There won't be anymore church groups from the US allowed then to enter, many of these missionary's are here on a temporary 2 year Visa or those coming here on a Work Visa.


----------



## greenstreak1946 (May 28, 2017)

WOW!! I wonder how long the ban travel will be in place? I guess it will be some time before I get back there. 

Art


----------



## M.C.A. (Feb 24, 2013)

*quarantine*



greenstreak1946 said:


> WOW!! I wonder how long the ban travel will be in place?

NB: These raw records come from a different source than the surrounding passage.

PR #1544, opened 2019-11-13
Allow for me to set KO_DOCKER_REPO

duglin:
If I set it to a value, I expect the script to do what I asked for.
But if there is no value then let it default to whatever it does today.

Signed-off-by: Doug Davis <dug@us.ibm.com>

<!--
Request Prow to automatically lint any go code in this PR:

/lint

### DIFF
--- a/scripts/release.sh
+++ b/scripts/release.sh
@@ -99,6 +99,7 @@ YAMLS_TO_PUBLISH=""
 ARTIFACTS_TO_PUBLISH=""
 FROM_NIGHTLY_RELEASE=""
 FROM_NIGHTLY_RELEASE_GCS=""
+USE_KO_DOCKER_REPO=""
 export GITHUB_TOKEN=""
 
 # Convenience function to run the hub tool.
@@ -348,6 +349,7 @@ function parse_flags() {
       --dot-release) is_dot_release=1 ;;
       --auto-release) is_auto_release=1 ;;
       --from-latest-nightly) FROM_NIGHTLY_RELEASE=latest ;;
+      --use-ko-docker-repo) USE_KO_DOCKER_REPO=1 ;;
       *)
         [[ $# -ge 2 ]] || abort "missing parameter after $1"
         shift
@@ -381,6 +383,9 @@ function parse_flags() {
           --from-nightly)
             [[ $1 =~ ^v[0-9]+-[0-9a-f]+$ ]] || abort "nightly tag must be 'vYYYYMMDD-commithash'"
             FROM_NIGHTLY_RELEASE=$1
+            ;;
+          --use-env-ko-docker-repo)
+            USE_KO_DOCKER_REPO=$1
             ;;
           *) abort "unknown option ${parameter}" ;;
         esac
@@ -420,7 +425,11 @@ function parse_flags() {
   if (( ! PUBLISH_RELEASE )); then
     (( has_gcr_flag )) && echo "Not publishing the release, GCR flag is ignored"
     (( has_gcs_flag )) && echo "Not publishing the release, GCS flag is ignored"
-    KO_DOCKER_REPO="${KO_DOCKER_REPO:-ko.local}"
+    if (( USE_KO_DOCKER_REPO )); then
+      KO_DOCKER_REPO="${KO_DOCKER_REPO:-ko.local}"
+    else
+      KO_DOCKER_REPO="ko.local"
+    fi
     KO_FLAGS="${KO_FLAGS}"
     RELEASE_GCS_BUCKET=""
   fi
--- a/scripts/release.sh
+++ b/scripts/release.sh
@@ -384,9 +384,6 @@ function parse_flags() {
             [[ $1 =~ ^v[0-9]+-[0-9a-f]+$ ]] || abort "nightly tag must be 'vYYYYMMDD-commithash'"
             FROM_NIGHTLY_RELEASE=$1
             ;;
-          --use-env-ko-docker-repo)
-            USE_KO_DOCKER_REPO=$1
-            ;;
           *) abort "unknown option ${parameter}" ;;
         esac
     esac
@@ -421,6 +418,11 @@ function parse_flags() {
     prepare_dot_release
   fi
 
+  if (( ! USE_KO_DOCKER_REPO )); then
+    # If they didn't use the special flag then force it to gcr
+    export KO_DOCKER_REPO="gcr.io/knative-nightly"
+  fi
+
   # Update KO_DOCKER_REPO and KO_FLAGS if we're not publishing.
   if (( ! PUBLISH_RELEASE )); then
     (( has_gcr_flag )) && echo "Not publishing the release, GCR flag is ignored"
@@ -444,9 +446,6 @@ function parse_flags() {
   (( TAG_RELEASE )) && TAG="${BUILD_TAG}"
   [[ -n "${RELEASE_VERSION}" ]] && TAG="v${RELEASE_VERSION}"
   [[ -n "${RELEASE_VERSION}" && -n "${RELEASE_BRANCH}" ]] && (( PUBLISH_RELEASE )) && PUBLISH_TO_GITHUB=1
-
-  # If not already set then go ahead and default to gcr
-  export KO_DOCKER_REPO="${KO_DOCKER_REPO:-gcr.io/knative-nightly}"
 
   readonly BUILD_COMMIT_HASH
   readonly BUILD_YYYYMMDD
--- a/scripts/release.sh
+++ b/scripts/release.sh
@@ -427,12 +427,11 @@ function parse_flags() {
   if (( ! PUBLISH_RELEASE )); then
     (( has_gcr_flag )) && echo "Not publishing the release, GCR flag is ignored"
     (( has_gcs_flag )) && echo "Not publishing the release, GCS flag is ignored"
-    if (( USE_KO_DOCKER_REPO )); then
-      KO_DOCKER_REPO="${KO_DOCKER_REPO:-ko.local}"
-    else
-      KO_DOCKER_REPO="ko.local"
-    fi
-    KO_FLAGS="${KO_FLAGS}"
+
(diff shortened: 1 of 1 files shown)


coryrc:
I'm guessing --release-gcr option that lets you set KO_DOCKER_REPO does not do what you need?

duglin:
I was afraid of setting that flag :-) 

Seems to me that if the user sets KO_DOCKER_REPO to a value the script should use it

duglin:
/hold

might be another fix needed...

scripts/release.sh
```diff
@@ -421,8 +420,8 @@ function parse_flags() {
   if (( ! PUBLISH_RELEASE )); then
     (( has_gcr_flag )) && echo "Not publishing the release, GCR flag is ignored"
     (( has_gcs_flag )) && echo "Not publishing the release, GCS flag is ignored"
-    KO_DOCKER_REPO="ko.local"
-    KO_FLAGS="-L ${KO_FLAGS}"
+    KO_DOCKER_REPO="${KO_DOCKER_REPO:-ko.local}"
+    KO_FLAGS="${KO_FLAGS}"
```
duglin: removed the -L because it's redundant with the ko.local value - and if set it would override the KO_DOCKER_REPO env var

coryrc:
> I was afraid of setting that flag :-)
> 
> Seems to me that if the user sets KO_DOCKER_REPO to a value the script should use it

I think it is intentional so the release process doesn't become messed up by accident if someone leaves an ENV variable set wrong. I think a better way, if --release-gcr doesn't work, is add something like --ko-docker-repo-override and have it just change KO_DOCKER_REPO.

duglin:
> I think it is intentional so the release process doesn't become messed up by accident if someone leaves an ENV variable set wrong.  I think a better way, if --release-gcr doesn't work, is add something like --ko-docker-repo-override and have it just change KO_DOCKER_REPO.

If a "normal" dev has write access to the release repo then it seems like there are other security issues since any run of `ko` could cause harm then.

The other scripts that I've had to use to do builds appear to use KO_DOCKER_REPO as a way to tell it where to put images (e.g. serving does that). I haven't followed the code enough to fully understand why eventing's process is different, but the consistency of KO_DOCKER_REPO being how someone conveys this information is very nice from a consistency point of view. Adding more flags to re-enforce what someone is asking for just feels redundant.

duglin:
> I think it is intentional so the release process doesn't become messed up by accident if someone leaves an ENV variable set wrong. 

thinking more about this... isn't the opposite more likely? Meaning, someone is pointing to a personal repo when they run the release script? Why would someone be pointing to the official repo "by accident" as part of a non-release-build action?

coryrc:
> > I think it is intentional so the release process doesn't become messed up by accident if someone leaves an ENV variable set wrong.  I think a better way, if --release-gcr doesn't work, is add 
> 
> If a "normal" dev has write access to the release repo then it seems like there are other security issues since any run of `ko` could cause harm then.

It's more like if the release breaks and somebody has to end up running things manually, they can break things (and we have) because humans aren't perfect.

> The other scripts that I've had to use to do builds appear to use KO_DOCKER_REPO as a way to tell it where to put images (e.g. serving does that). 

Everything but release does work that way. But the design is intentional in specifying everything explicitly just to avoid accidents.

> > I think it is intentional so the release process doesn't become messed up by accident if someone leaves an ENV variable set wrong.
> 
> thinking more about this... isn't the opposite more likely? Meaning, someone is pointing to a personal repo when they run the release script? Why would someone be pointing to the official repo "by accident" as part of a non-release-build action?

Correct, but we don't want to mess up anything else either! If we're running release scripts manually, something has probably already gone wrong and I'd rather it make me confirm all the parameters it is going to use than silently take them.


Hey, what about an option --use-env-ko-docker-repo ?

duglin:
> Hey, what about an option --use-env-ko-docker-repo ?

I think it's weird to require the user to add a "yes I know what I'm doing" flag, but at this point I just need a way to do a build so ok.

scripts/release.sh
```diff
@@ -383,6 +384,9 @@ function parse_flags() {
             [[ $1 =~ ^v[0-9]+-[0-9a-f]+$ ]] || abort "nightly tag must be 'vYYYYMMDD-commithash'"
             FROM_NIGHTLY_RELEASE=$1
             ;;
+          --use-env-ko-docker-repo)
+            USE_KO_DOCKER_REPO=$1
```
coryrc: Have to remove this

scripts/release.sh
```diff
@@ -437,6 +445,9 @@ function parse_flags() {
   [[ -n "${RELEASE_VERSION}" ]] && TAG="v${RELEASE_VERSION}"
   [[ -n "${RELEASE_VERSION}" && -n "${RELEASE_BRANCH}" ]] && (( PUBLISH_RELEASE )) && PUBLISH_TO_GITHUB=1
 
+  # If not already set then go ahead and default to gcr
+  export KO_DOCKER_REPO="${KO_DOCKER_REPO:-gcr.io/knative-nightly}"
+
```
coryrc: Have to protect this with if NOT (( USE_KO_DOCKER_REPO )) then export KO_DOCKER_REPO="gcr.io/knative-nightly" done

duglin: I think this needs to be before the check for PUBLISH_RELEASE, so I moved it but check me on that...

scripts/release.sh
```diff
@@ -349,6 +349,7 @@ function parse_flags() {
       --dot-release) is_dot_release=1 ;;
       --auto-release) is_auto_release=1 ;;
       --from-latest-nightly) FROM_NIGHTLY_RELEASE=latest ;;
+      --use-ko-docker-repo) USE_KO_DOCKER_REPO=1 ;;
```
adrcunha: nit: why not just `--docker-repo my-docker-repo.foo`?

duglin: do you mean change the flag name from `use-ok-docker-repo` to `docker-repo` and pass in the repo name there? If so, I guess, but now there are two different ways to specify the location and that seems even more confusing than a flag that means "I really mean it".

scripts/release.sh
adrcunha: Makes sense. But now this line is unnecessary.

scripts/release.sh
```diff
@@ -417,12 +418,21 @@ function parse_flags() {
...
+    export KO_DOCKER_REPO="gcr.io/knative-nightly"
+  fi
+
   # Update KO_DOCKER_REPO and KO_FLAGS if we're not publishing.
   if (( ! PUBLISH_RELEASE )); then
     (( has_gcr_flag )) && echo "Not publishing the release, GCR flag is ignored"
     (( has_gcs_flag )) && echo "Not publishing the release, GCS flag is ignored"
-    KO_DOCKER_REPO="ko.local"
-    KO_FLAGS="-L ${KO_FLAGS}"
+    if (( USE_KO_DOCKER_REPO )); then
```
adrcunha: Move the KO_DOCKER_REPO initialization to line 424, then here you just need to force it to ko.local if USE_KO_DOCKER_REPO is 0, like

```
(( ! USE_KO_DOCKER_REPO )) && KO_DOCKER_REPO="ko.local"
```

scripts/release.sh
adrcunha: Makes sense, ignore my comment.

scripts/release.sh
duglin: okie dokie

scripts/release.sh
duglin: doi :-)

scripts/release.sh
duglin: wasn't sure whether 424 was in the old vs new code.... check to see if I put it where you wanted

scripts/release.sh
adrcunha: My apologies, I should have read this PR more thoroughly. So I see that what you want is to be able to specify a custom location when you build your test release. So you don't need a new flag, you just need to call:

./hack/release.sh --release-gcr gcr.io/my-gcr --release-gcs my-gcs --notag-release --publish

You can add --skip-tests if you don't want to run all tests (unit+e2e) before building the release.

duglin: what do I put for "my-gcs"?  When I replaced the --release-gcr flag with my private repo and left "my-gcs" as is, it didn't seem to do anything, no build, no push.  And yet it also didn't give an error.

adrcunha: my-gcs is any GCS bucket you have write access to. From serving HEAD, if I run the command above (with --skip-tests) I do get the images published to my GCR and the manifests copied to my bucket. In the output, I see the banners "Building the release" (and the expected output from ko) and also "New release published successfully" at the end. I think we're using different scripts. Let's debug this offline on Slack.

duglin: I'm not using GCS - that's part of the point of this PR. We need to allow people to build Knative outside of Google.

duglin: Ideally, I think it would be nice if scripts like this took two input optional parameters:
1 - the registry in which to push the build images (e.g. KO_DOCKER_REPO, default to local docker)
2 - the dir in which to place all files needed to do an install (default to some `install_files` type of dir).

That gives people who want to build knative themselves the easiest path to getting all of the information they need in very well defined (local) locations, with minimal effort.

If after that some wrapper script wanted to push the files to some company specific location (like GCS) they can do so, but I think the core script should be generic and easy for everyone to run.

I'm not against this script knowing how to talk to company specific components (like GCS) but that should require a flag to do so - the default should be the easiest... store the files in a dir.

adrcunha: Please note that this script was created to publish Knative, and that currently relies on GCP. That said, I understand and agree that we can add features to make the script store the manifests locally instead of a GCS bucket, that's simple.

adrcunha: https://github.com/knative/test-infra/pull/1554 should give you the feature you want.

duglin:
@adrcunha correct me if I'm wrong, but I believe that https://github.com/knative/test-infra/pull/1554 should cover this one, right?  I'm gonna close this with that assumption. Let me know if I got it wrong.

I guess it will be some time before I get back there.
> 
> Art


These are all temporary measures until some sort of workable vaccine has been produced or another medicine is effective enough to use, I've heard that the Malaria pills might be effective, I took those when I was in the Navy working around Indonesia.


----------



## KatanaDV20 (Mar 27, 2020)

This pandemic will take a long time to subside. I've resigned myself to not being able to travel till Spring 2021. I hope I'm wrong of course & that C19 peaks and then begins a decline which will very slowly open up air routes. 

Keep safe.


----------



## Rebaqshratz (May 15, 2016)

KatanaDV20 said:


> This pandemic will take a long time to subside. I've resigned myself to not being able to travel till Spring 2021. I hope I'm wrong of course & that C19 peaks and then begins a decline which will very slowly open up air routes.
> 
> Keep safe.


Better yet a cure and vaccine is found rather then it "running its course"


----------



## Manitoba (Jun 25, 2014)

Rebaqshratz said:


> Better yet a cure and vaccine is found rather then it "running its course"


Unless they get lucky, a cure a vaccine and running its course are all 12 to 18 month events.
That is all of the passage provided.